Also, would be nice to be able to go from the mid-South West to FL without having to cross cross the country to Chicago and Washington.....our trip to Miami would take 23 hours to drive. Takes 4 days 3 nights by train. I guess you could say we're going for the experience, rather than convenience!


----------



## NY Penn (Aug 28, 2012)

Here's something that's actually practical: the _Crescent Star_ (NYP-Meridian-Dallas), split from Crescent at Meridian.

That would be the Chicago bypass and also give new life to an underused part of the route.
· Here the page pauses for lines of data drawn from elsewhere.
PR #552, opened 2019-07-07
Install libclang_shared.so* into wasm-install/lib

aheejin:
After https://github.com/llvm/llvm-project/commit/2e97d2aa1bd313350e76be64299f19172a346bf9,
`CLANG_LINK_CLANG_DYLIB` is `ON` whenever `LLVM_LINK_LLVM_DYLIB` is
`ON`. This requires `libclang_shared.so` to be installed in
`wasm-install/lib`, but `-DLLVM_INSTALL_TOOLCHAIN_ONLY=ON` currently
disables its installation. This adds `libclang_shared.so` to `extra_lib`
so it can be installed. This fixes the current emscripten build step
failure in the waterfall.

### DIFF
--- a/src/build.py
+++ b/src/build.py
@@ -766,7 +766,7 @@ def CopyLLVMTools(build_dir, prefix=''):
                     'llvm-link', 'llvm-mc', 'llvm-nm', 'llvm-objdump',
                     'llvm-readobj', 'opt', 'llvm-dwarfdump'])
   extra_libs = ['libLLVM*.%s' % ext for ext in ['so', 'dylib', 'dll']]
-  extra_libs.append('libclang_shared.*')
+  extra_libs.append('libclang_shared.so*')
   for p in [glob.glob(os.path.join(build_dir, 'bin', b)) for b in
             extra_bins]:
     for e in p:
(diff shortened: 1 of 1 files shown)


aheejin:
Windows will not be affected, because we [disable](https://github.com/WebAssembly/waterfall/blob/67da96c0fd6c3e16c14c48272efec270de038e0c/src/build.py#L798) DYLIB in Windows.

sbc100:
Is this a bug in LLVM_INSTALL_TOOLCHAIN_ONLY?  Surly it should never install a binary without installing its dependencies?

dschuff:
Yeah you may be right. The existing python code also copies libLLVM.so, so maybe it was always broken in that way.

aheejin:
That makes sense. I filed a [bug report](https://bugs.llvm.org/show_bug.cgi?id=42575) for that.

sbc100:
It look like there are other missing too:

https://logs.chromium.org/logs/wasm/buildbucket/cr-buildbucket.appspot.com/8908186013386026608/+/steps/emscripten__emwasm_/0/stdout

Seems to be missing libclang-cpp.so.9svn.

aheejin:
Oh god Oh god https://reviews.llvm.org/D64278 🤦🏻‍♀️

sbc100:
Crap.   I guess thats why its something we need to fix upstream :-/

aheejin:
I agree... I'll track the bug

aheejin:
The upstream bug has been fixed and we don't need to copy them anymore: #556

Issue #24, opened 2017-04-23
Via header: host ABNF could allow ","


reschke:
Reported by quae@daurnimator.com in https://lists.w3.org/Archives/Public/ietf-http-wg/2016OctDec/0527.html:

I think I found a bug in the specification of the Via header as given
in RFC 7230

>From RFC 7230: Via = 1#( received-protocol RWS received-by [ RWS comment ] )
where 1# is a special syntax that means "comma seperated list, at
least one element"

>From RFC 7230: received-by = ( uri-host [ ":" port ] ) / pseudonym
>From RFC 7230: uri-host = <host, see [RFC3986], Section 3.2.2>
>From RFC 3986: host = IP-literal / IPv4address / reg-name
>From RFC 3986: reg-name = *( unreserved / pct-encoded / sub-delims )
>From RFC 3986: sub-delims = "!" / "$" / "&" / "'" / "(" / ")" / "*" /
"+" / "," / ";" / "="

notice "," there in sub-delims; this means that comma is a valid
character in a host.
and hence, that using a comma to terminate a host makes no sense

e.g.
Via: 1.0 fred, 1.1 p.example.net
'fred,' is a valid uri-host
In this case, I think we might be saved by the fact that the rest of
the line doesn't match, so 'fred' ends up being a pseudonym rather
than a uri-host.

However, I believe that there might be corner cases not backed up by
this fallback.

mnot:
@royfielding could you enlighten us as to why 3986 allows such a wide range of characters in reg-name?

mnot:
Discussed in Basel; inclination is to remove `,` from `uri-host`.

reschke:
Restrict the grammar in Via.

reschke:
Proposal:

- simplify "received-by" not to distiguish hosts and pseudonyms, just define the allowed characters
- remove pseudonym ABNF

receiced-by would include...?

1) Most inclusive: VCHAR minus ","
2) Least inclusive: token plus all the characters we need for host names, excluding ","

reschke:
The difference between token and VCHAR is:

    DQUOTE / "(" / ")" / "," / "/" / ":" / ";" / "<" / "=" / ">" / "?" / "@" / "[" / "\" / "]" / "{" / "}"

Which ones do we need to allow?

reschke:
I believe we need to allow the following characters:

[...]

PR #284, opened 2020-02-02
Change Via to use via-host, disallowing comma (#24)

reschke:


reschke:
Roy, could you please review the changed PR?

royfielding:
I am thinking that we should reduce it to unreserved: ALPHA / DIGIT / "-" / "." / "_" / "~"

reschke:
Hmmm, that's even more restrictive than token, which was used for pseudonym.

reschke:
WFM. @mnot ?

draft-ietf-httpbis-semantics-latest.xml
```diff
@@ -11868,6 +11868,15 @@ Content-Encoding: gzip
    <xref target="RFC4918" x:fmt="of" x:sec="11.2"/>) because of its general
    applicability (<xref target="status.422"/>).
 </t>
+<t>
+   The grammar definition for the Via field's "received-by" was unfortunately
```
mnot: "unfortunately" reads a little weird here. Not objecting strongly, but this para could be massaged a bit.

PR #288, opened 2020-02-03
Change requirements for handling different forms of cache directives

### LINKED ISSUE #128: Quoted cache-control directives
In my testing, many caches do not recognise `Cache-Control: max-age="3600"` as a valid CC directive.

Since this isn't interoperable, we should consider changing the spec so that the interoperable case is documented.

mnot:
Fixes #128


draft-ietf-httpbis-cache-latest.xml
```diff
@@ -2275,6 +2273,15 @@
...
    (<xref target="header.warning"/>)
 </t>
+<t>
+   Some cache directives defined by this specification now have stronger
+   prohibitions against generating the quoted form of their values, since
+   this has been found to create interoperability problems. Consumers of
+   extension cache directives are no longer required to accept both token and
+   quoted-string forms.
+   (<xref target="header.cache-control"/>)
+</t>
```
reschke: ...but they still need to properly parse them for unknown extensions.

Issue #273, opened 2020-01-09
message field registry migration needs to consider status "reserved"


reschke:
We have at least one entry in status "reserved" (for "close"). We need to define how it will show up in the new registry.

reschke:
Proposal 1:

add a status "reserved" (and define the procedure for reserving field names)

Proposal 2:

move "close" to "permanent", but add a comment column in the registry and note what is special about that field name over there.

mnot:
Either is fine with me, but I lean towards (2).

reschke:
Asked mailing list in <https://lists.w3.org/Archives/Public/ietf-http-wg/2020JanMar/thread.html#msg103>.

PR #293, opened 2020-02-03
In instructions for IANA header field registry migration, consider "reserved" as well (#273)

reschke:


mnot:
It might be worth flying this past the list to see if anyone with more IANA lore wants to weigh in.

reschke:
Commit, then ask mailing list?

That should be a PRIIA study.


----------



## BNSFboy (Aug 29, 2012)

A Dallas to Denver connecting route via Amarillo, La Junta on to Denver. The route was considered but never operated but was dubbed the Caprock Express.


----------



## Anderson (Aug 29, 2012)

Ziv said:


> I think that the _Pioneer_: Seattle - Portland - Boise - Ogden - Cheyenne - Denver plus going through to Houston via Colorado Springs, Amarillo, Lubbock, Killeen and College Station would cover the most territory, and would bring in cities (that either had never had Amtrak service or lost that service) with a total population of more than 2,000,000, plus all the surrounding countryside. I am not sure that the tracks are in place to add College Station, but a Pioneer that covered nearly 2500 miles in two days covering the US in SE/NW direction that is so lacking... Well it would be a world class train for scenery! A good mix of mountains, desert, plains and everything in between.
> 
> Having a re-furbed Budd Car to connect Ogden to Salt Lake City would be like getting biscuits with your beer! I imagine Amtrak would use buses since they may be cheaper in the short term, though. Or is there commuter rail already on that stretch?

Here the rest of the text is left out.